*** Opening of Material for this task ***

Issue #1286, opened 2024-03-06
Document how to add a bytecode specialization


Fidget-Spinner:
How to add a new bytecode specialization is knowledge only a few of us remember right now. We should document this somewhere (devguide or CPython, I don't mind). Hopefully a new contributor can pick this up!

There reference is this PR: https://github.com/python/cpython/pull/116385/files

Assuming you found an instruction that serves as a good specialization candidate. Let's use the example of `CONTAINS_OP`.
1. Set the original `CONTAINS_OP` to a uop by changing it from `CONTAINS_OP` to `_CONTAINS_OP` in `Python/bytecodes.c`. The instruction definition should also change from `inst` to `op`.
2. Add the uop that calls a specializing function. In this case `_SPECIALIZE_CONTAINS_OP`.
3. The original `CONTAINS_OP` is now a new macro consisting of `_SPECIALIZE_CONTAINS_OP + _CONTAINS_OP`.
4. Define the cache structure in `Include/internal/pycore_code.h`. At the very least, a 16-bit counter is needed.
5. Write the specializing function itself in `Python/specialize.c`. Refer to any other function in that file for the format.

willingc:
Hi @AbudiMutamba. Welcome :wave: Before you get too far along on this. Let's check with @Fidget-Spinner if this is still something that is needed?

Fidget-Spinner:
Yes we still need this.

willingc:
Thanks @Fidget-Spinner. If you want to give this a try @AbudiMutamba, please do so.

faizanoor3001:
Hello, @willingc is it something still open ? Would like to contribute. :)

Fidget-Spinner:
@faizanoor3001 this is still open

faizanoor3001:
Hello, @Fidget-Spinner,  I’ve opened a PR adding “How to Add a New Bytecode Specialization” to the How-To section. We can verify the text changes or any updates are required, but I’m unsure about the best place for this new guide. Would it fit better in:


1.  [Interpreter.md section](https://github.com/python/cpython/blob/main/InternalDocs/interpreter.md ) - appended under the existing InternalDocs?
2. CPython Internals — as its own subsection?

      **Current:**
      ![Image](https://github.com/user-attachments/assets/5b1083ff-3709-48a2-8c3b-8e809f48263f)

      **Potential Alternative:**
      
[...]

PR #1522, opened 2025-02-24
gh-1286 : Document how to add a bytecode specialization

faizanoor3001:
## Solves: #1286 
# Description
- Add a "How to Add a New Bytecode Specialization” section in the dev guide.
    - This guide explains how to add a new bytecode specialization, using 
    ``CONTAINS_OP`` as an example.

### DIFF
--- a/development-tools/clinic.rst
+++ b/development-tools/clinic.rst
@@ -2213,3 +2213,90 @@ and update your unit tests to reflect the new behaviour.
    If you forget to update your input block during the alpha and beta phases,
    the compiler warning will turn into a compiler error when the
    release candidate phase begins.
+
+How to add a new bytecode specialization
+----------------------------------------
+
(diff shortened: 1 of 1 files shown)


Fidget-Spinner:
Sorry, could you please open a PR at CPython and document it here instead? https://github.com/python/cpython/blob/main/InternalDocs/interpreter.md

I'll close this PR, as it seems the trend is to document internal docs in CPython itself not the devguide.

faizanoor3001:
> Sorry, could you please open a PR at CPython and document it here instead? https://github.com/python/cpython/blob/main/InternalDocs/interpreter.md
> 
> I'll close this PR, as it seems the new trend is to document internal docs in CPython itself not the devguide.

Yes, that's what I was wondering, as it looks like a recent update, will create a new one. No worries.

*** Close of Material for this task ***

Select every line above that contains the word "clinic", and copy it.

= Output of the exercise =
--- a/development-tools/clinic.rst
+++ b/development-tools/clinic.rst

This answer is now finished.